◆ PROMPT ◆
Could you find each line of the data below that contains the word "flags" and copy those lines?

◆ DATASET ◆
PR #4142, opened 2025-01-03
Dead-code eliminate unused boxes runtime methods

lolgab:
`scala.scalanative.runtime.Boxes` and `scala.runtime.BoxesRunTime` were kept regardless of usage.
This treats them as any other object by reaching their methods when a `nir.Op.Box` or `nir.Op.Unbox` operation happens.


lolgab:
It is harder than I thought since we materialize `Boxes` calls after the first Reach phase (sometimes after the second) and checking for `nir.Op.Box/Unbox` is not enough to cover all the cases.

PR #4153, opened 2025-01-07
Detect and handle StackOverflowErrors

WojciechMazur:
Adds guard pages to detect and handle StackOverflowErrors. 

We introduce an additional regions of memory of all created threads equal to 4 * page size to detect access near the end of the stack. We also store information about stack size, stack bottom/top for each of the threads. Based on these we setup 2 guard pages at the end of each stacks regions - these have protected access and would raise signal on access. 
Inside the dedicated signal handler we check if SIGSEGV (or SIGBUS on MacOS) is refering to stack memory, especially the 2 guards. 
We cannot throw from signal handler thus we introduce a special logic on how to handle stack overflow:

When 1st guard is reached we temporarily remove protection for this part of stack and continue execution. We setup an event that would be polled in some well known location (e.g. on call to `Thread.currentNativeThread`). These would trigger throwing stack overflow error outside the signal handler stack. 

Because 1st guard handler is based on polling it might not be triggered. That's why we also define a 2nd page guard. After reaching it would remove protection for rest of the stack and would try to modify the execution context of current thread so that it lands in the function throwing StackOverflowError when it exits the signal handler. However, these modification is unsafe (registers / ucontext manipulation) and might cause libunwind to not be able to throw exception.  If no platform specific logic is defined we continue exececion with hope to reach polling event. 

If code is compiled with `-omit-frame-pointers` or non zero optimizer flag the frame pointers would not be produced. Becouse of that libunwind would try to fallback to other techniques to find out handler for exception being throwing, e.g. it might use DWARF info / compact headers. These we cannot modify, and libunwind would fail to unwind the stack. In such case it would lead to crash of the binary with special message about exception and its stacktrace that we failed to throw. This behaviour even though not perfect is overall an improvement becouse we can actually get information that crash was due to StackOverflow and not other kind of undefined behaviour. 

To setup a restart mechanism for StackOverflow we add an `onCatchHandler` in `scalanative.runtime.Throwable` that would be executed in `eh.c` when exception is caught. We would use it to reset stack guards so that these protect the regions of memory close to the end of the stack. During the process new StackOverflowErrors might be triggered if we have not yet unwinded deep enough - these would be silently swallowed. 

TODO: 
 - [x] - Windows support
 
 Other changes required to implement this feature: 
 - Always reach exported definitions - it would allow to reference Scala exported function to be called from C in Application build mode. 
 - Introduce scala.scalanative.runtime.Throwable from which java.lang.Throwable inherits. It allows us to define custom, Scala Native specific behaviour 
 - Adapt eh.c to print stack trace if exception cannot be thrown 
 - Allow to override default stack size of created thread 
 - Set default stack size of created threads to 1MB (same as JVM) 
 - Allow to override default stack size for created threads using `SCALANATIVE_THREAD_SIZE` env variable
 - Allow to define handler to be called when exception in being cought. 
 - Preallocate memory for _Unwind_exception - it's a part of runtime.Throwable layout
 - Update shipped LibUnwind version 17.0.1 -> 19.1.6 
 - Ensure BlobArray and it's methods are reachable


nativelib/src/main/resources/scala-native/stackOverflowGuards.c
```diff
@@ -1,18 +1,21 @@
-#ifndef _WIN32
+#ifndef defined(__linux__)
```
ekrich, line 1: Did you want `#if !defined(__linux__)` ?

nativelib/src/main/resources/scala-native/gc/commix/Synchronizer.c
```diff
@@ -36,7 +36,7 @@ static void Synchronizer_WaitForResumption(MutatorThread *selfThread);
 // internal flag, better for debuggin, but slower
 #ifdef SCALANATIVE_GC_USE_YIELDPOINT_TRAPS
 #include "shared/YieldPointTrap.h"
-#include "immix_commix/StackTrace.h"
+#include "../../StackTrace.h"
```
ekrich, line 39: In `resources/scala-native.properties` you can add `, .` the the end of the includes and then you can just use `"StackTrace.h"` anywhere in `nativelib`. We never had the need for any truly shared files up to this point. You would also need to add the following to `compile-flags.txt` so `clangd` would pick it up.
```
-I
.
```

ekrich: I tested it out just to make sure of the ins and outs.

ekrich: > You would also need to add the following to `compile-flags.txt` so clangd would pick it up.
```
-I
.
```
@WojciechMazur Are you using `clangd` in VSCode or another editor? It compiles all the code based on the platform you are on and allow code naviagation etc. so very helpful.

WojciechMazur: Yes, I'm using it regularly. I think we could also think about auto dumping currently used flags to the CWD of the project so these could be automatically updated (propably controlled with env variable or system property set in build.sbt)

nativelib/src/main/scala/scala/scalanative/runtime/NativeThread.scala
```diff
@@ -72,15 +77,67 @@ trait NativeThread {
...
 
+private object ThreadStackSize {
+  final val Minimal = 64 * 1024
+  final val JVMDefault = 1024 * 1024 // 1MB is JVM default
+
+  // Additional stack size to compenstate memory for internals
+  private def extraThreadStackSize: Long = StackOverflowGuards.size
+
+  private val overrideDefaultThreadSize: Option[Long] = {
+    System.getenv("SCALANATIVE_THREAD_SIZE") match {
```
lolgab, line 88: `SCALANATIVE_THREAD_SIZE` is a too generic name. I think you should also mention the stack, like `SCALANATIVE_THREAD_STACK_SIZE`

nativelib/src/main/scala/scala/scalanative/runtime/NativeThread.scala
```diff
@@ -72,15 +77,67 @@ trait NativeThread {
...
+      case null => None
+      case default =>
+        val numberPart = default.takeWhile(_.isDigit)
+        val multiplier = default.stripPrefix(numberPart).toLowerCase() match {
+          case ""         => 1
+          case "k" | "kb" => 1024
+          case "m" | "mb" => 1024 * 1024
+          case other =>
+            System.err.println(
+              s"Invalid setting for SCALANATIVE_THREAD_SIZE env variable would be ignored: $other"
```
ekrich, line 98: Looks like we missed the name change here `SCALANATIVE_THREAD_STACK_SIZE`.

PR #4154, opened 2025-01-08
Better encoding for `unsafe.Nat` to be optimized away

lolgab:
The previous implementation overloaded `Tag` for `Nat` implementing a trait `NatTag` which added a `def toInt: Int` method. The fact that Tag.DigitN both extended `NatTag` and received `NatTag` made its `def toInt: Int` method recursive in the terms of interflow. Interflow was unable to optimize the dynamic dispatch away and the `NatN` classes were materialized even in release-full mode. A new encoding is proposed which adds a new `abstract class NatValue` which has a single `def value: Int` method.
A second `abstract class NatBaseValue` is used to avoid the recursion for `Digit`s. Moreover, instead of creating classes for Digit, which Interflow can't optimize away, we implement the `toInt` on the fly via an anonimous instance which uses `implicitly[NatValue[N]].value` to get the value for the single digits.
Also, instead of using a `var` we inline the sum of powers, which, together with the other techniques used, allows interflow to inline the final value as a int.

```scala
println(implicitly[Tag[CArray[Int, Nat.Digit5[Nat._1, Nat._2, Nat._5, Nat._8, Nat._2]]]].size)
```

◆ REPLY TO THE EXERCISE ◆
ekrich, line 39: In `resources/scala-native.properties` you can add `, .` the the end of the includes and then you can just use `"StackTrace.h"` anywhere in `nativelib`. We never had the need for any truly shared files up to this point. You would also need to add the following to `compile-flags.txt` so `clangd` would pick it up.
ekrich: > You would also need to add the following to `compile-flags.txt` so clangd would pick it up.
WojciechMazur: Yes, I'm using it regularly. I think we could also think about auto dumping currently used flags to the CWD of the project so these could be automatically updated (propably controlled with env variable or system property set in build.sbt)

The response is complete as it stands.